EXERCISE DETAILS: List each line of the data that holds the string "change", please.

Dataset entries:
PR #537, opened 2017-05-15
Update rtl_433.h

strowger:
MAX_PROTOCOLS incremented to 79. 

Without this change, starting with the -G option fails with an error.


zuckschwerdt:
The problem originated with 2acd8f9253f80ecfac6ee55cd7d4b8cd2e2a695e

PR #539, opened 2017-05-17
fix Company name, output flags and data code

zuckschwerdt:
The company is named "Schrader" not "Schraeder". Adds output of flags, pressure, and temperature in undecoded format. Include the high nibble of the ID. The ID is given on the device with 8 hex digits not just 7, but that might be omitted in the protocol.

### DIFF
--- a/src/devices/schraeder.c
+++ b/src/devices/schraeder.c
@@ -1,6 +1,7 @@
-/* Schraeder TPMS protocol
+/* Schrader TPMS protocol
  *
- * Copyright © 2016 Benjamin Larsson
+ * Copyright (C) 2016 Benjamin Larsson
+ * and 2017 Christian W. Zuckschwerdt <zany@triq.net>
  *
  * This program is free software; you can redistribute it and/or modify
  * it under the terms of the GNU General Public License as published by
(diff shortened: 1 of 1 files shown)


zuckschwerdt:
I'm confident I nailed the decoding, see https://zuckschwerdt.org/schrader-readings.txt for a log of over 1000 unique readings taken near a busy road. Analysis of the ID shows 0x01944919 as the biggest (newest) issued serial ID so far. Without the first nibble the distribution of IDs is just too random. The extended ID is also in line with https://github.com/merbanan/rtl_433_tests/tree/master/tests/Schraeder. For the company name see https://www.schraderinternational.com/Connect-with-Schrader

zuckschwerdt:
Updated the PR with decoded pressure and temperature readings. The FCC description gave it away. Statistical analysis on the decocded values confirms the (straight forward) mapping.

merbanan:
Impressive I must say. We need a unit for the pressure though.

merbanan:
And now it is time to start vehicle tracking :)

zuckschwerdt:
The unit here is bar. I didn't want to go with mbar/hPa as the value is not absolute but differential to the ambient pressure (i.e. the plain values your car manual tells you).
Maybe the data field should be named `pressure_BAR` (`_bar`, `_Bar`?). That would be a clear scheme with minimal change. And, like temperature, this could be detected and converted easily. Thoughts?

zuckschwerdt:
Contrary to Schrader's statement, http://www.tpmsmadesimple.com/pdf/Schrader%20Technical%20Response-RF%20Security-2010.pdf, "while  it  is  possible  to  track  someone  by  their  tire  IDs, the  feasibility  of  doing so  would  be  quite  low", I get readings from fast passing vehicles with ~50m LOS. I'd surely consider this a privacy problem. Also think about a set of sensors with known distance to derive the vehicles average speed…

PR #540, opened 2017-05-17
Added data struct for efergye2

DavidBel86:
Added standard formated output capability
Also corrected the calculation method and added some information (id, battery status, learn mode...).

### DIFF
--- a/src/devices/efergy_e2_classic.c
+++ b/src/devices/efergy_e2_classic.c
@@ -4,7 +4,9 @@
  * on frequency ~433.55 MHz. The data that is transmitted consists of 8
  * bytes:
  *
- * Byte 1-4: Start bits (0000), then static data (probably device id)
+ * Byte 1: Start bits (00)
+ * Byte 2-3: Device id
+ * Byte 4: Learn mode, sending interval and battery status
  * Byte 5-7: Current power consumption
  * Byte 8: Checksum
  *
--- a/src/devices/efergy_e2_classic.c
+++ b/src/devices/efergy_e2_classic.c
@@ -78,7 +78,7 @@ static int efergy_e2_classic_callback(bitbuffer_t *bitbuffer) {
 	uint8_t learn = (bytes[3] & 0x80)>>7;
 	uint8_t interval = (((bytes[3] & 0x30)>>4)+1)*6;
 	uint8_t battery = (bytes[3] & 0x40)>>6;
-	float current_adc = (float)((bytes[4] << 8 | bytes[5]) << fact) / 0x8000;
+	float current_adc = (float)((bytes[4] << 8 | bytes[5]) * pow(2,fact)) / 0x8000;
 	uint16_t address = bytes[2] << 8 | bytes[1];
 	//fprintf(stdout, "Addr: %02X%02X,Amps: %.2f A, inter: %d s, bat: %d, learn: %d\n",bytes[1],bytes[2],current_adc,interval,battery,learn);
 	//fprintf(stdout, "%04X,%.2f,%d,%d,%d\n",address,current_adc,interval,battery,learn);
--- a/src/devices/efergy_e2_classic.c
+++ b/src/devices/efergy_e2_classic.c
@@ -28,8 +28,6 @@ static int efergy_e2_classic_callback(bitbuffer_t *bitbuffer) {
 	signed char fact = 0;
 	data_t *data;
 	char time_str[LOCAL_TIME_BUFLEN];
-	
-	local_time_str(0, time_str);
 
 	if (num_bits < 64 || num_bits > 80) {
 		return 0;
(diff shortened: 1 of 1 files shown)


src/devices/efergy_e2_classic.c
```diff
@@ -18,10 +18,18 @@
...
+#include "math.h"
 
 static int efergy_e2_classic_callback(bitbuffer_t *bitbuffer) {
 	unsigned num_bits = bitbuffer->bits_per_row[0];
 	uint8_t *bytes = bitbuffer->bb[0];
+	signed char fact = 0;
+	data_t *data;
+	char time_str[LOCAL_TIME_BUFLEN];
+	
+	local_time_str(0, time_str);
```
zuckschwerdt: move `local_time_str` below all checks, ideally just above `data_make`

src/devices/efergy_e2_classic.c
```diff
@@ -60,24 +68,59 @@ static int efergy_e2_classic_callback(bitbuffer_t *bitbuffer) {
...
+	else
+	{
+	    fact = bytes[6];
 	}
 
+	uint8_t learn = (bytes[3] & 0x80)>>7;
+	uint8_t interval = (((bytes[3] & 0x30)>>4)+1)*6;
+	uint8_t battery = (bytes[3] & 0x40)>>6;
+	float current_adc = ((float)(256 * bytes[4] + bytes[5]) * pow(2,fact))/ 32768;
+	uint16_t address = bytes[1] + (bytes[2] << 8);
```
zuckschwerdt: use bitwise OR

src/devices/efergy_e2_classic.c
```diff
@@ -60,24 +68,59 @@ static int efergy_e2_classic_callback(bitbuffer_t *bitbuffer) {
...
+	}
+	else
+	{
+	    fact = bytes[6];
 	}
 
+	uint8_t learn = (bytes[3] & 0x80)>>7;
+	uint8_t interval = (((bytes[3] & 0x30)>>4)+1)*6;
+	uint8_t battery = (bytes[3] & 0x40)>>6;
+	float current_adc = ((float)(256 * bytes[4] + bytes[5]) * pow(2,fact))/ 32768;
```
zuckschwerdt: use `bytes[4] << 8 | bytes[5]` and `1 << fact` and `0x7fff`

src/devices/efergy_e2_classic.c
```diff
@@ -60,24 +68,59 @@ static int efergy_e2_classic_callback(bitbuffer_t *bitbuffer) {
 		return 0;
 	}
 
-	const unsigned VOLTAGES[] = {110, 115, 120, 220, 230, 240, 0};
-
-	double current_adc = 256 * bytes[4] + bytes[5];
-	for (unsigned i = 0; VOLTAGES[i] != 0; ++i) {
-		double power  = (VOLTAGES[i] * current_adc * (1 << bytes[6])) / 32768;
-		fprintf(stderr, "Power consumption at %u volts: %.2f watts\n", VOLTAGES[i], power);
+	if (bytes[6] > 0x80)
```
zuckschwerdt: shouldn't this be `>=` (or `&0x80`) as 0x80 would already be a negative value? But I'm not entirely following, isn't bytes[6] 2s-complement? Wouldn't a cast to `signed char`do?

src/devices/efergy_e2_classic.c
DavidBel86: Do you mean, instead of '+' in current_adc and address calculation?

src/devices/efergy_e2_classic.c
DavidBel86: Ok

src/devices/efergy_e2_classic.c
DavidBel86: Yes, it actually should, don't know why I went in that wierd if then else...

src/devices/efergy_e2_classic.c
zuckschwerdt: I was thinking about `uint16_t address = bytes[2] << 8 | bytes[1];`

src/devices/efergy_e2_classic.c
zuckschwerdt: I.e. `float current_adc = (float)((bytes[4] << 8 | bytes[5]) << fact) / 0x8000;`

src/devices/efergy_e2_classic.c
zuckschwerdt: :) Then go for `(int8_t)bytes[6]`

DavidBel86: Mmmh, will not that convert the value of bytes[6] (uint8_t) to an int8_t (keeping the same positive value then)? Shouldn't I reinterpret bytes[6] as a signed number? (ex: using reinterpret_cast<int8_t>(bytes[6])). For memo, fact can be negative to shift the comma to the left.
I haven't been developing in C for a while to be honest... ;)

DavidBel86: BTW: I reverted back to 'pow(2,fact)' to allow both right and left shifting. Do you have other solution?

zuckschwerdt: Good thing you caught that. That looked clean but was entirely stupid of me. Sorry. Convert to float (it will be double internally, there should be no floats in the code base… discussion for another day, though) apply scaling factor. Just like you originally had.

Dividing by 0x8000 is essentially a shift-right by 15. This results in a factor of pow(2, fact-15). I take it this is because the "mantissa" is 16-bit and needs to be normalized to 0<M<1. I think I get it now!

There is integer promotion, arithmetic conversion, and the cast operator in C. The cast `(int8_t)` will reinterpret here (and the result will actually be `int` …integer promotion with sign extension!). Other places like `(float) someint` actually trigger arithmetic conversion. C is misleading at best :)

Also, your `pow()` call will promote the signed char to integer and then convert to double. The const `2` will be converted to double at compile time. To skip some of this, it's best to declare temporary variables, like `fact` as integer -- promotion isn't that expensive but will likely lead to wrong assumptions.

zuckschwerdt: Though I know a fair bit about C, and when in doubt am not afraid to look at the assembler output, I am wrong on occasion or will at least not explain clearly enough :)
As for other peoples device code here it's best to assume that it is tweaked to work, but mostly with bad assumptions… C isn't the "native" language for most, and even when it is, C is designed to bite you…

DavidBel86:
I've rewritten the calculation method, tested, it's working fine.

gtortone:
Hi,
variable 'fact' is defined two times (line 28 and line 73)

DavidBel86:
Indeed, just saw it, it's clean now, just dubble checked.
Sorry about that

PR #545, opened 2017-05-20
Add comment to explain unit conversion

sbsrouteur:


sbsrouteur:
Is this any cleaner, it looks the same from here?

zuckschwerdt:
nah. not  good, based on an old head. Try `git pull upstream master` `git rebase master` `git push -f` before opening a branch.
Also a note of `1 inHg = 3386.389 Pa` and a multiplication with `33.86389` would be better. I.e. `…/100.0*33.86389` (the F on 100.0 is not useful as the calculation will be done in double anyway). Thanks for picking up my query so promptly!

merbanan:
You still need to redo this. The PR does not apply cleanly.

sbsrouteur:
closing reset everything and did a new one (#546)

RESPONSE TO THE EXERCISE:
Without this change, starting with the -G option fails with an error.
Maybe the data field should be named `pressure_BAR` (`_bar`, `_Bar`?). That would be a clear scheme with minimal change. And, like temperature, this could be detected and converted easily. Thoughts?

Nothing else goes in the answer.